# Outlook 2003 password problems



## kjhesq (Oct 29, 2004)

My computer crashed a couple days ago and before the crash, Outlook was working fine. I was able to send and receive e-mails with no problem. When I rebooted after the crash, Outlook no longer worked. I get the "Enter network password" dialogue box. The user ID and password are already filled in, I recheck "save password" and click "OK" but the message keeps popping up. I've looked on the Microsoft site for a fix and I've tried what was suggested (deleting the registry file "protected storage system provider", then reentering the information for the e-mail account). Although the problem described on the site was identical to mine, the fix did not work. I've tried it several times to no avail. I've even gone so far as to pop in the installation disk to do a repair and reinstall but I still can't send/receive my e-mail. It appears as though outlook is unable to connect to the POP3 server (roadrunner) because even though the password is filled it, it appears as though the field is blank (Error message "password value cannot equal zero" or "password incorrect"). Does anyone have any other suggestions on how to resolve this issue?::upset:


----------



## Terrister (Apr 18, 2005)

a repair install of office should fix this. Go to add/remove programs and choose office 2003. Click on change then reinstall.


----------



## jernelsingh (Nov 29, 2004)

Here is the perfect way to your solution

http://ict.cas.psu.edu/training/howto/outlook/config_O3emailPOP3.htm


----------



## kjhesq (Oct 29, 2004)

Terrister said:


> a repair install of office should fix this. Go to add/remove programs and choose office 2003. Click on change then reinstall.

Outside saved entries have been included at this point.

PR #776, opened 2026-08-31
feat(calendar): pre-filled default reminders, all-day alert fixes

krantheman:
New events open with the default reminder pre-filled as an ordinary, editable alert row — 10 minutes before a timed event, 9am on the day of an all-day one — instead of an invisible empty-means-defaults rule. Removing the row now really means no reminder. Flipping All Day swaps an untouched row between the two defaults, and an untouched dated row follows the event when its start date moves.

Fixes along the way:

- The modal never sent `show_without_time`, so all-day events were stored as timed midnight events and got the timed default alert (10 minutes before midnight).
- A server alert without `relativeTo` rendered an empty relative-to select; it now defaults to start, per the spec.

### DIFF
--- a/frontend/src/apps/calendar/components/Modals/EventModal.vue
+++ b/frontend/src/apps/calendar/components/Modals/EventModal.vue
@@ -592,11 +592,18 @@ const shouldShowRecurringEventModal = computed(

Thank you but I've tried this, more than once. I've even gone so far as to uninstall outlook completely and download Mozilla Thunderbird (the most recent version 1.5 I think). I am getting the same error message with Thunderbird so it appears as though this problem is not limited to Outlook. To make matters worse, I just received a new Dell laptop (today). Thinking it was a problem with the registry of my desktop computer I figured surely I'd be able to get my mail on this new computer. I'm getting the SAME error!!! Again, tried Outlook, Outlook Express, and Thunderbird with no luck. Is it possible that this is a firewall issue? I have ZoneAlarm on my desktop and the laptop came with PCillin.:4-dontkno


----------



## kjhesq (Oct 29, 2004)

I've tried playing with the different firewalls on my computers (desktop with Zone Alarm v. 6.5)(laptop PcCillin 12) as suggested by the publishers to resolve my e-mail send/receive problems. Their suggested fixes did not work. I even went so far as to turn off the security software on both computers to see if that worked. It did not. Now I'm completely at a loss as to what the problem could possibly be, other than both computers are Dell and the other laptop on which I can still get e-mail is a Sony. 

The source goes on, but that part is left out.